Both Rotella T4 15W-40 conventional and, Rotella T6 5W-40 and 15w-40 Synthetic both list the JASO MA/MA 2 standard; this information can be found on the bottle adjacent to the SAE/API rating stamp. JASO is an acronym that stands for Japanese Automotive Standards Organization. Note that the 10W-30 conventional oil does not list JASO-MA.

==Use in Passenger and turbocharged cars==
Likewise with motorcycles, though marketed as an engine oil for diesel trucks, Rotella T6 5W-40 synthetic oil has also found popularity with drivers and tuners of gasoline powered vehicles that utilize turbocharging or other forms of forced induction. Several owners of high performance model cars have adopted its use due to its high heat tolerance and its resistance to shearing. Rotella T6 is a Non Energy Conserving Oil, and does not meet GF-5 Oil specifications. When Rotella T6 was revised for the API specification (for use in spark ignition engines), its zinc levels were effectively reduced. Higher (content) zinc additives (ZDDP) are required for flat tappet engines and cartridge bearings, which in previous formulations Rotella T6 had desirable levels of zinc (ZDDP).

==CK-4 Update==
In December 2016 Shell Rotella Oils were updated to the newer API CK-4 Oil specification (Previously CJ-4).

″The new API CK-4 and FA-4 categories are driven by changes in engine technology to meet emissions, renewable fuel and fuel economy standards for reduced CO_{2} and other greenhouse gas emissions″

== CK-4 Update Controversy==

Upon Release of CK-4 API Licensing (Dec/2016) FORD issued a statement stating ″Ford testing has shown some CK-4 type formulations have shown inadequate wear protection compared to CJ-4 formulations developed and licensed before 2016″ Similarly, Stellantis also issued a TSB citing Oil requirements that eliminated CK-4 Rotella from being an approved option in the 6.7L Diesel engines. .And RAM's 3rd Gen ECO-Diesel equipped trucks no longer recommend CK-4 in their Diesel engines.

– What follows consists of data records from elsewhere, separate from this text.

PR #8, opened 2019-03-14
Add scripts to run tests

bratseth:
@toregge please review

### DIFF
--- a/lib/test_base.rb
+++ b/lib/test_base.rb
@@ -60,43 +60,37 @@ module TestBase
   DRUBY_REMOTE_PORT = 27183
 
   # absolute path to the systemtests/tests/ directory as specified by RUBYLIB
-  TESTDIR = $:.find {|path| path =~ /systemtests.*\/tests/}
+  OLDTESTDIR = $:.find {|path| path =~ /systemtests.*\/tests/}
+  if OLDTESTDIR == nil
+    OLDTESTDIR = ""
+  end
+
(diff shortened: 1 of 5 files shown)


lib/test_base.rb
```diff
@@ -60,43 +60,37 @@ module TestBase
   DRUBY_REMOTE_PORT = 27183
 
   # absolute path to the systemtests/tests/ directory as specified by RUBYLIB
-  TESTDIR = $:.find {|path| path =~ /systemtests.*\/tests/}
+  OLDTESTDIR = $:.find {|path| path =~ /systemtests.*\/tests/}
+  if OLDTESTDIR == nil
+    OLDTESTDIR = ""
```
toregge: This is trying to change a constant. Changing the code to

OLDTESTDIR = $:.find {|path| path =~ /systemtests.*\/tests/} || ""

would eliminate the issue.  A better approach is to add a function to EnvironmentBase that returns the string.

lib/test_base.rb
```diff
@@ -60,43 +60,37 @@ module TestBase
...
+  end
+
+  # absolute path to the system-test/tests/ directory as specified by RUBYLIB                                                                                
+  TESTDIR = $:.find {|path| path =~ /system-test.*\/tests/}
   if TESTDIR == nil
     TESTDIR = ""
```
toregge: This is also problematic, TESTDIR is a constant.

bratseth:
I just realized that this wouldn't work since we install to "systemtests" in both cases. This should work though.

PR #31, opened 2019-03-21
Update test to match actual result. MERGEOK

aressem:


aressem:
Needed to get the other system test fixes built and tested.

PR #51, opened 2019-04-05
Ensure that we do not get random filename if there are more than one …

baldersheim:
…file.
@hmusum PR


baldersheim:
@lesters is probably at work today.

PR #68, opened 2019-04-27
Revert "Ensure that docs are fed in order."

baldersheim:
Reverts vespa-engine/system-test#67
@hmusum or @geirst or @toregge PR Too slow


jonmv:
This leaves the original test broken, and blocks release.

PR #69, opened 2019-04-28
Preserve feed order when verifying metrics.

baldersheim:
@geirst or @toregge or @hmusum PR


jonmv:
Looks good, but is it used?

PR #77, opened 2019-05-02
Use correct NodeFlavors

freva:
Same as vespa/systemtests/pull/4359

Might need an export package for `com.yahoo.config.provision.internal`?


hakonhall:
No, that should be fine.

PR #79, opened 2019-05-02
Only add vespafeed tag for xml data

baldersheim:
@hmusum or @aressem PR


baldersheim:
I am not sure. I will see what happens and update if so.

PR #88, opened 2019-05-06
Revert "Try to disable test."

aressem:
Reverts vespa-engine/system-test#87

Just review. I will observe the tests before reverting.


aressem:
Did not have any positive effect, so reverting this.

PR #96, opened 2019-05-13
Use /bin/lz4 directly in core_pattern.

aressem:
Realized that this is broken anyway because the vespa-core-dumper is not open sourced.


aressem:
Do not merge this one yet. Just review.

PR #100, opened 2019-05-15
Fix reference to logserver port (fixes bug in https://github.com/vesp… MERGEOK

hmusum:
…a-engine/system-test/pull/98)


aressem:
Merge ok since this fixes broken system tests.

PR #108, opened 2019-05-20
Allow finer control of numthreads for feeder.

baldersheim:
@hmusum or @aressem PR


baldersheim:
Just approve. I will coordinate merge.

PR #137, opened 2019-06-06
add reproduction for bug when partial update of both map and ngram fi..

arnej27959:
…eld happens

@geirst please review and merge
@bratseth @vekterli FYI


tests/search/bugs/map-and-ngram/bug_map_and_ngram.rb
```diff
@@ -0,0 +1,35 @@
...
+               search(SearchCluster.new("multitest").
+                      num_parts(1).redundancy(1).ready_copies(1).
+                      sd(selfdir+"foo.sd").
+                      indexing("mycc")))
+    start
+    feed_and_wait_for_docs("foo", 3, :file => selfdir+"feed.xml")
+
+    node = vespa.adminserver
+    node.copy(selfdir + "updates.json", dirs.tmpdir)
+    node.execute("cd #{dirs.tmpdir} && vespa-feeder --trace 4 --maxpending 1 updates.json");
```
geirst: Please use the feed() function instead. Copying files is done automatically. Extra params can be specified as well. See here for which params are supported: https://github.com/vespa-engine/system-test/blob/master/lib/nodetypes/feeder.rb#L147.

tests/search/bugs/map-and-ngram/feed.xml
```diff
@@ -0,0 +1,29 @@
+<document type="foo" id="id:test:foo::1">
```
geirst: Please use json for new feed files.

tests/search/bugs/map-and-ngram/bug_map_and_ngram.rb
arnej27959: now using feed()

tests/search/bugs/map-and-ngram/feed.xml
arnej27959: done

arnej27959:
@geirst please take another look

PR #167, opened 2019-06-26
Test that interleaved features are regenerated when enabling bm25 feature.

toregge:
@geirst : please review


tests/search/bm25_feature/bm25_feature.rb
```diff
@@ -24,16 +24,67 @@ def test_bm25_feature
...
-  def assert_bm25_scores
-    assert_scores_for_query("content:a", [score(2, 3, idf(3)),
-                                          score(3, 7, idf(3)),
-                                          score(1, 2, idf(3))])
+  def test_enable_bm25_feature
+    set_description("Test regeneration of interleaved features when enabling bm25 feature")
+    @test_dir = selfdir + "regen/"
+    deploy_output = deploy_app(SearchApp.new.sd(use_sdfile("test.0.sd")))
+    start
+    postdeploy_wait(deploy_output)
```
geirst: This should not be needed, consider remove.

tests/search/bm25_feature/bm25_feature.rb
```diff
@@ -54,6 +105,33 @@ def assert_scores_for_query(query, exp_scores)
     end
   end
 
+  def use_sdfile(sdfile)
```
geirst: I don't think this is needed anymore. I think the sd-file can have a different name than the search / document tag inside. Please try without. If it is not possible we should have a common function in search_test.rb instead.

tests/search/bm25_feature/bm25_feature.rb
```diff
@@ -54,6 +105,33 @@ def assert_scores_for_query(query, exp_scores)
...
+    dest_sd
+  end
+
+  def postdeploy_wait(deploy_output)
+    wait_for_application(vespa.container.values.first, deploy_output)
+    wait_for_config_generation_proxy(get_generation(deploy_output))
+    wait_for_reconfig(600)
+  end
+
+  def redeploy(sdfile)
```
geirst: Is it sufficient to use redeploy() from search_test.rb instead? If not, we should extend that instead of re-implementing this several places.

tests/search/bm25_feature/bm25_feature.rb
toregge: [14:01:46.549] Invalid application package: default.default: Error loading model: Search definition file name ('test.0') and name of search element ('test') are not equal for file 'test.0.sd'

PR #178, opened 2019-07-08
Bjorncs/https

bjorncs:


lib/rest_api.rb
```diff
@@ -24,43 +24,37 @@ def http_request_delete(uri, params = {})
...
-    while iterations < max_iterations do
-      begin
-        Net::HTTP::Proxy(proxy_host, proxy_port).start(uri.host, uri.port) do |http|
-          http.open_timeout = params[:open_timeout] ? params[:open_timeout] : 4 * 60
-          http.read_timeout = params[:read_timeout] ? params[:read_timeout] : 4 * 60
-          if (params[:request])
-#            puts ":request in params #{params[:request]}"
+    @https_client.with_https_connection(original_uri.host, original_uri.port, original_uri.path, original_uri.query) do |conn, uri|
+      while iterations < max_iterations do
+        begin
```
vekterli: May retry semantics be adversely affected by us now creating the connection once outside the loop and then operating multiple times on it, rather than creating a new client per retry? I'm not 100% on how much work is actually done by the Ruby HTTP impl on the client creation itself vs. each `Net::HTTP::Get` invocation.

bjorncs: Fixed. The retry logic was most likely incorrect when the connection was created outside the retry loop. I have moved the call to `with_https_connection` inside the loop in a new commit.

PR #179, opened 2019-07-08
Garbage collect unused/non-working row-column code

hmusum:
Review only, will merge when I can observe any unwanted side effects.

@aressem FYI


hmusum:
@aressem FYI

PR #184, opened 2019-07-08
add float tensor case

havardpe:
'as float as possible' right now, which is none. query profiles ignore
cell type and .sd files do not allow it.


havardpe:
@arnej27959 please review

PR #198, opened 2019-07-10
Bjorncs/https

bjorncs:


tests/cloudconfig/orchestrator/orch_cluster.rb
```diff
@@ -32,28 +32,25 @@ def orch_uri(path)
...
+  def orch_suspend(host)
     uri = orch_uri("hosts/#{host}/suspended")
-    req = func.new uri.request_uri
-    Net::HTTP.start(uri.host, uri.port) do |session|
-      response = session.request req
-      puts "HTTP response code: #{response.code}"
-      puts "HTTP response body: \n>>>>> #{response.body} <<<<<"
-      return response
-    end
+    process_response(https_client.put(uri.host, uri.port, uri.path, nil))
```
vekterli: Could probably skip explicit `nil` for `headers` argument since it's defaulted (unless `nil` vs `{}` has special meaning?)

bjorncs: `nil` is for the body parameter that does not have a default value.

vekterli: My mistake, got my function signatures mixed up 🙂

PR #259, opened 2019-08-08
New system test testing xgboost integration and scoring with toy data…

jobergum:
… sets from sklearn


tests/search/xgboost/xgboost.rb
```diff
@@ -0,0 +1,70 @@
...
+
+class XGBoostServing < IndexedSearchTest
+
+  def setup
+    @valgrid = false
+    set_owner("jobergum")
+    set_description("Test XGBoost model representation in Vespa")
+
+    @node = @vespa.nodeproxies.values.first
+    @node.execute("pip3 install xgboost sklearn")
```
aressem: It would be best to have these as part of our systemtest image instead of installing stuff in the test itself. But, I guess it's ok for now.

jobergum: I chose this approach to test with whatever is the newest stable release in case of changes.

PR #265, opened 2019-08-13
Simplify test

hmusum:
Now just tests that header and body in search definition is allowed
and app works.


baldersheim:
or @vekterli PR

PR #276, opened 2019-08-19
Avoid writing into the system test install tree and use a temporary d…

aressem:
…irectory when adding files to the app package.


jobergum:
Great! Thanks a lot!

PR #279, opened 2019-08-23
Update expected md5

baldersheim:
@hmusum or @vekterli PR


baldersheim:
Confirmed with @geirst That this was OK

PR #304, opened 2019-09-09
Add performance tests for merge with varying offsets.

baldersheim:
@bjorncs or @bratseth PR


tests/performance/dispatch/dispatch.rb
```diff
@@ -0,0 +1,80 @@
...
+      {
+        :x => 'legend',
+        :y => 'memory.rss',
+        :historic => true
+      }
+    ]
+    num_docs = 100000
+    deploy_app(get_app())
+    container = (vespa.qrserver["0"] or vespa.container.values.first)
+    container.execute("g++ -Wl,-rpath,#{Environment.instance.vespa_home}/lib64/ -g -O3 -o #{dirs.tmpdir}/docs #{selfdir}/docs.cpp")
```
bjorncs: Consider generating documents in Ruby instead. Any specific reason for using a C program for that purpose?

tests/performance/dispatch/dispatch.rb
```diff
@@ -0,0 +1,80 @@
...
+    start
+    container.execute("#{dirs.tmpdir}/docs #{num_docs} | vespa-feeder")
```
bjorncs: Consider using the Ruby `feed()` method instead.

PR #310, opened 2019-09-09
Use ranking instead of sorting to compare performance as that is more…

baldersheim:
… common.

@bratseth or @bjorncs or @hmusum PR


tests/performance/dispatch/query.txt
```diff
@@ -1 +1 @@
-/search/?query=sddocname:test&sortspec=score
+/search/?query=sddocname:test
```
hmusum: No "&ranking=score" here?

baldersheim: Good point.

PR #324, opened 2019-09-16
Delete old unused code.

aressem:
This is the only place where we have found SIGINT to be trapped. Try to delete this file in case some of the code somehow get's it included and prevent killing processes with SIGINT.


aressem:
@tegge or @baldersheim please review and merge so we can progress with the investigation on the hanging performance test.

baldersheim:
Sorry, in one ear, out the other.

PR #1367, opened 2021-02-19
A stopped job due to too many outstanding operations will incorrectly…

baldersheim:
… seem complete.

If we require it to happen at least 3 times in a row with 1s between each sample we should probably be fine.
However a better mechanism should exist. A metric for pending buckets to move, and pending lids to compact is probably better.


toregge (approved):

vekterli (commented):
:+1:

PR #1377, opened 2021-02-22
Test that when multiple ready replicas are available, we active the one with the most documents

vekterli:
@geirst please review

This is currently not the case, so test will fail until the relevant changes
have been committed to distributor replica activation logic.


geirst (approved):
👍

PR #1388, opened 2021-03-01
Add test for bucket activation inhibition

vekterli:
@geirst please review. Have manually confirmed test fails without the appropriate config override set.

Test that bucket activation behavior can be configured to inhibit
the activation of bucket replicas whose metadata state differs from
that of the majority. Also test that all replicas are activated
as expected once they get back into sync.


geirst (approved):
👍

vekterli:
Travis failure is unrelated

PR #1392, opened 2021-03-02
Add some progress output

baldersheim:
@jonmv PR


jonmv (approved):
I guess the initial deletion was for running the test multiple times during test development, and is OK to remove.

PR #1396, opened 2021-03-03
Use fewer documents in reindexing test to avoid timeout

jonmv:
@aressem or @baldersheim or @hmusum please review and merge.


hmusum (approved):

aressem:
Great 👍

Rotella has since gained Fords updated oil specification by raising the phosphorus level of Rotella products. Rotella does not meet Stellantis' new oil specification as of Jan/2024.

With Rotella's CK-4 offerings under a new light, their robustness for use in Gasoline engines has come into question. Many users that once relied on Rotella in their gasoline engines have moved onto Motor oils that meet more stringent Gasoline Motor oil tests such as Porsche A40, BMW LL01, and MB229.5. Another Shell product that meets these specifications would be Pennzoil Platinum® Euro.